Extracting lithium from a cell is damn near impossible, but the other metal parts can be metled down, so my guess would be that when a large amount of batteries reach their end of life, they'll just be burned and molten, possibly with some filter attached to the smoke stack that'll do the absolute legal minimum to protect the people and environment from the toxic fumes.

Or, what might happen is what has happened to plastic "recycling", we export the stuff to third world countries who offer to "recycle" the stuff for cheap, where they'll just end up in a landfill, waiting for the occasional fire.

Sure, these companies tout that they're going to recycle all of these used batteries right now, but in the end I have very little faith that they'll actually give a damn about recycling. They're not even recycling used cars for more than their metallic elements, so why would we ever believe that they're going to recycle something as complicated as a battery pack?

You speak the truth. "Recycling" is mostly a sham, that we allow to soothe our consciences for living such an unsustainable lifesytle.

A close friend of mine gained a Masters's degree in the subject, intending to work towards our new utopian recycling society, and even he doesn't complain any more when I tell him that the best thing we can do with our "Recycling" is highly controlled incineration and heat extraction.

Seems like another bait article intentionally-espousing an unpopular/wrong/un-held position to elicit "engagement" IYAM, basically trolling the readers.

If not and the journalist were authentically dim, then leave it to the pessimism of British MSM to smear FUD like Nutella on specific, immediate, essential solutions to an existential emergency so we can delay, bikeshed, and hand-wring about how ICEs, burning FFs, and net positive GHGEs are so much better than all this EV claptrap.

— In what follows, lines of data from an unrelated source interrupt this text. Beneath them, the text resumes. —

PR #688, opened 2019-09-19
[PLATFORM-987] Deploy spinner

tumppi:
New spinner animation done with Lottie. Currently shown on community product deploy dialog. Counter runs while transaction is being mined.


timoxley:
@tumppi `lottie` is about a megabyte and a half of dependencies before compression, which seems like a lot of weight for a single animation. 

Are we expecting lots more animations that can't be easily recreated in CSS going forward?

image

I had a 15 minute stab at a straight svg + css implementation on this branch:

https://github.com/streamr-dev/streamr-platform/compare/PLATFORM-987-deploy-spinner-svg?expand=1#diff-c64db6a4cfb01ab0b78fe10f9cee97b6R48-R184

SVG version on left, lottie version on right:

svg-animation

Maybe there's something about the animation or upcoming plans that I missed but something like this seems a lot lighter than pulling in the entire `lottie` runtime if we're just going to rotate some circles.

tumppi:
@timoxley That is very true. We had a discussion with Matt about this and decided to take the hit for now until we get a pure css version. If we already have one made by you Tim, I'm more than happy to use it without Lottie.

@mattatgit Do you think the SVG animation Tim made is close enough to the original so we could use that?

mattatgit:
@tumppi @timoxley Yep, looks good to me, let's go with the SVG one.

tumppi:
Fixed to use Tim's animation now 👍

In the larger picture, it seems like there's always a social opportunist who will automatically espouse the opposite of a prevailing-but-sensible view to garner some sort of following.. like flat earthers but without meetings or conventions.

I think we shoud force manufacturers of the stuff to take back in the garbage it becomes.

To be allowed to sell n batteries you need to buy k*n from the garbage collectors. Then just fine tune k, but it can't be 0.

That would provide money flow from people that make vast amounts of money from making things that will ultimately become the garbage, to the people that are dealing with that garbage.

I don't think the batteries are the problem yet, but we might start doing this with manufacturers of plastic packaging.

People are starting to think about this problem (and by problem I don't mean a problem on the same scale as global warming). Notably, former Tesla CTO JB Straubel started a company doing battery recycling called Redwood Materials. We already have a metals recycling industry today (scrap yards and aluminum recycling) so I don't see why we can't have the same for batteries. Yes, they have to be handled using special processes to avoid fires but that is just an engineering hurdle that will be overcome.

Car batteries easier to recycle than consumer electronics, because cars are already scrapped when they get too old because the raw materials in them have value. Consumer electronics are more difficult because the metals in them are in smaller quantities and so people won't want to drive to the recycling center to earn themselves 50¢ but a car may have several hundred dollars in raw materials.

Also note that because the global EV industry is currently scaling and because it may take decades for a car battery to wear out, companies in this space will take time to grow because there just aren't enough dead car batteries out there to make mass scale recycling commercially viable yet.